_Task statement_. Give back every line of the material exactly, as it appears below.

_Material to process_.
PR #454, opened 2025-05-14
Update Btop/Activity theme

Kasui92:
Just to extend the theme consistency to this panel too.

Most of the themes were retrieved from the same [`Btop` repository](https://github.com/aristocratos/btop/tree/main/themes), while the others from the [`catppuccin`](https://github.com/catppuccin/btop) and [`rose-pine`](https://github.com/rose-pine/btop) repositories.

Here an example with `tokyo-night`

image

### DIFF
--- a/bin/omakub-sub/theme.sh
+++ b/bin/omakub-sub/theme.sh
@@ -7,6 +7,13 @@ if [ -n "$THEME" ] && [ "$THEME" != "<<-back" ]; then
   sed -i "s/theme \".*\"/theme \"$THEME\"/g" ~/.config/zellij/config.kdl
   cp $OMAKUB_PATH/themes/$THEME/neovim.lua ~/.config/nvim/lua/plugins/theme.lua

_Completed task_.
PR #454, opened 2025-05-14
Update Btop/Activity theme

Kasui92:
Just to extend the theme consistency to this panel too.

Most of the themes were retrieved from the same [`Btop` repository](https://github.com/aristocratos/btop/tree/main/themes), while the others from the [`catppuccin`](https://github.com/catppuccin/btop) and [`rose-pine`](https://github.com/rose-pine/btop) repositories.

Here an example with `tokyo-night`

image

### DIFF
--- a/bin/omakub-sub/theme.sh
+++ b/bin/omakub-sub/theme.sh
@@ -7,6 +7,13 @@ if [ -n "$THEME" ] && [ "$THEME" != "<<-back" ]; then
   sed -i "s/theme \".*\"/theme \"$THEME\"/g" ~/.config/zellij/config.kdl
   cp $OMAKUB_PATH/themes/$THEME/neovim.lua ~/.config/nvim/lua/plugins/theme.lua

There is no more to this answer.